Bra-ket notation to Matrix for entangled pairs

[nomadreid]

I am confused about the the notation |ab> for an entangled pair. Isn't this the same as the tensor product |a> $\otimes$ |b>? If so, I run into another confusion when using the corresponding matrices. I read that I should apply a Hadamard operator H twice to the input state |01>. Does this mean (H|0>)$\otimes$ (H|1>)? I don't see how it could mean H(H(|01>), since |01> is represented by a four-by-one matrix, whereas H is represented by a two-by-two matrix. So what does this mean? Thanks

 

[Greg Bernhardt]

@nomadreid did you find any more insight on this topic?

 

[nomadreid]

No, unfortunately.

 

[DrClaude]

I am confused about the the notation |ab> for an entangled pair. Isn't this the same as the tensor product |a> $\otimes$ |b>?

Yes.

If so, I run into another confusion when using the corresponding matrices. I read that I should apply a Hadamard operator H twice to the input state |01>. Does this mean (H|0>)$\otimes$ (H|1>)? I don't see how it could mean H(H(|01>), since |01> is represented by a four-by-one matrix, whereas H is represented by a two-by-two matrix. So what does this mean?

The statement is ambiguous. The use of the word "twice" mean for me that the same thing has to be done two times. If you were to apply a Hadamard transformation to both qubits, the language would be different, I think.
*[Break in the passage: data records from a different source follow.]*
PR #1442, opened 2026-05-12
--hide-reasoning and hide_reasoning=True parameters

simonw:
Previously we had a `-R/--no-reasoning` option to `llm prompt` which was misleadingly named - it only suppressed output of reasoning text, it did not turn reasoning off - and was not passed through to the models.

As of #1435 the default OpenAI model plugin requests `"summary": "auto"` reasoning summaries. You can hide these with `-R` but they are still requested.

This change passes `hide_reasoning=True` through on the `Prompt` object, such that plugins can opt not to request visible reasoning tokens.

### DIFF
--- a/docs/changelog.md
+++ b/docs/changelog.md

However, what is not said is which qubit the Hadamard transformation must be applied to.

To apply the transformation to a single qubit in a two-qubit system, one must use $H_1 \otimes 1_2$ where the subscript refer to which qubit is operated on. In matrix form, this is a 4x4 matrix.

That said, the Hadamard matrix is symmetric and unitary. What happens when it is applied twice in row?